* _WORK TASK_
The answer must consist of every line in the records below that contains the string "mixin".
*** RAW DATA ***
PR #2339, opened 2023-01-31
Committing a test with known non-determinism

iwahbe:
The test is built against the latest version of tfbridge.


jazzyfresh:
Mark this as a draft please

iwahbe:
https://github.com/pulumi/pulumi-terraform-bridge/pull/776 closes the original issue. This is no longer needed to coordinate debugging.

PR #2390, opened 2023-02-28
feat(node-js-sdk): support for filterCriteria in dynamodb TableEventSubscription mixin

sladkoff:
I noticed that it's not currently possible to pass dynamodb streams filter criteria when using the following mixin form:

```ts
new dynamodb.Table(...).onEvent(...)
```

I drafted up this PR to add support for the parameter. I have no idea if this is enough for a contribution but maybe this can serve as a base for someone more knowledgeable than me.


thomas11:
Hi @sladkoff, thank you for your contribution! It looks good except that it fails a test due to an outdated go.mod. Not quite sure what's up with that... could you try rebasing on the latest master and running `go mod tidy` in `provider/shim` and `provider/`?

thomas11 (approved):

thomas11:
Merged - thank you for the contribution, @sladkoff !

PR #2592, opened 2023-06-30
Fix non-deterministic build

AaronFriel:


kpitzen (approved):

AaronFriel:
All checks are green, but GitHub branch protection is reporting a number of jobs "pending", each of which appears green here: https://github.com/pulumi/pulumi-aws/pull/2592/checks

PR #2611, opened 2023-07-12
Remove aliases and max items one patches

### LINKED ISSUE #2610: Remove Aliases and MaxItemsOne fixes
We should remove all resource and datasource aliases as well as `MaxItemsOne` pinning in preparation for the next major version. 

In future updates, this will be handled by `ProviderInfo.ApplyAutoAliasing`.

iwahbe:
We are taking the opportunity of the major upgrade to remove legacy artifacts like aliases.

Fixes #2610


iwahbe:
Closing in favor of https://github.com/pulumi/pulumi-aws/pull/2615.

PR #2618, opened 2023-07-17
Ensure that bin/pulumi-java-gen is up to date

### LINKED ISSUE #2297: `make build_java` does not download newer versions of pulumi-java-gen
Building the Java SDK correctly depends on `bin/pulumi-java-gen`, but since the version `JAVA_GEN_VERSION` is not used in the Makefile target, it will only download a current binary when none exists locally. When one exists but is outdated, make will do nothing.

We should explicitly store the version number as a file so Make can detect changes.

iwahbe:
This change checks that the downloaded version of `pulumi-java-gen` matches the desired version.

Fixes #2297


thomas11 (approved):
thanks!

iwahbe:
Hanging comments look like a GitHub bug. Tests have passed, so I'm going to manually merge.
***
* _WRITTEN SOLUTION_
feat(node-js-sdk): support for filterCriteria in dynamodb TableEventSubscription mixin
I noticed that it's not currently possible to pass dynamodb streams filter criteria when using the following mixin form:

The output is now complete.